## Try it
Everything from the line containing "--- a/app/js/components/orderEntry/SearchAndAddOrder.jsx" through the end of the entries should be transcribed exactly. Leave out all other lines.

···

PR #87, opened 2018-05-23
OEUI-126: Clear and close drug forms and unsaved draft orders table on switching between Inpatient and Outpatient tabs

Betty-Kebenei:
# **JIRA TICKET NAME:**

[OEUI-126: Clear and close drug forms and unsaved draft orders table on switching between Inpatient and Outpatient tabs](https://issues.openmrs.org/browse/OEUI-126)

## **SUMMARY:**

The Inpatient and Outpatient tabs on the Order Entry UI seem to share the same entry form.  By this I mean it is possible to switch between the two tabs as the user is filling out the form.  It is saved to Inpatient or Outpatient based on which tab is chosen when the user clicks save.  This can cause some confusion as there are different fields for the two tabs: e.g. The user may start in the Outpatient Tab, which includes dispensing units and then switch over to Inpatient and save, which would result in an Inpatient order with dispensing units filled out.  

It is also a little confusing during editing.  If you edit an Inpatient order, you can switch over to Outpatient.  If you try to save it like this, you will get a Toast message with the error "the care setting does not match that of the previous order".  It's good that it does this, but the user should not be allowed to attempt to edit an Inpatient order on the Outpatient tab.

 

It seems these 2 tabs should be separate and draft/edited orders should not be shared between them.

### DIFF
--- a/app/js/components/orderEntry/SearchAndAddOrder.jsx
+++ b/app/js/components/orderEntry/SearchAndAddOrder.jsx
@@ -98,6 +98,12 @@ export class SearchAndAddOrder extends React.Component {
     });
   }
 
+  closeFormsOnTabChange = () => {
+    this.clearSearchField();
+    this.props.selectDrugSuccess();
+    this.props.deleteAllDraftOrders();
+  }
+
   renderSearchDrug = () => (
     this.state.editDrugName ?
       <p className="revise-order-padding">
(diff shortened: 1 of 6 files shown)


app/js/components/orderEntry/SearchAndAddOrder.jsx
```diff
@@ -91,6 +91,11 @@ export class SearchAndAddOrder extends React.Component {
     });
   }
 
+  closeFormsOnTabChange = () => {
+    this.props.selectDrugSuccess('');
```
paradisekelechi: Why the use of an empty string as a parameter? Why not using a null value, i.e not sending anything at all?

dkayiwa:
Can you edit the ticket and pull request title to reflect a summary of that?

···

## Problem solution
--- a/app/js/components/orderEntry/SearchAndAddOrder.jsx
+++ b/app/js/components/orderEntry/SearchAndAddOrder.jsx
@@ -98,6 +98,12 @@ export class SearchAndAddOrder extends React.Component {
     });
   }
 
+  closeFormsOnTabChange = () => {
+    this.clearSearchField();
+    this.props.selectDrugSuccess();
+    this.props.deleteAllDraftOrders();
+  }
+
   renderSearchDrug = () => (
     this.state.editDrugName ?
       <p className="revise-order-padding">
(diff shortened: 1 of 6 files shown)


app/js/components/orderEntry/SearchAndAddOrder.jsx
```diff
@@ -91,6 +91,11 @@ export class SearchAndAddOrder extends React.Component {
     });
   }
 
+  closeFormsOnTabChange = () => {
+    this.props.selectDrugSuccess('');
```
paradisekelechi: Why the use of an empty string as a parameter? Why not using a null value, i.e not sending anything at all?

dkayiwa:
Can you edit the ticket and pull request title to reflect a summary of that?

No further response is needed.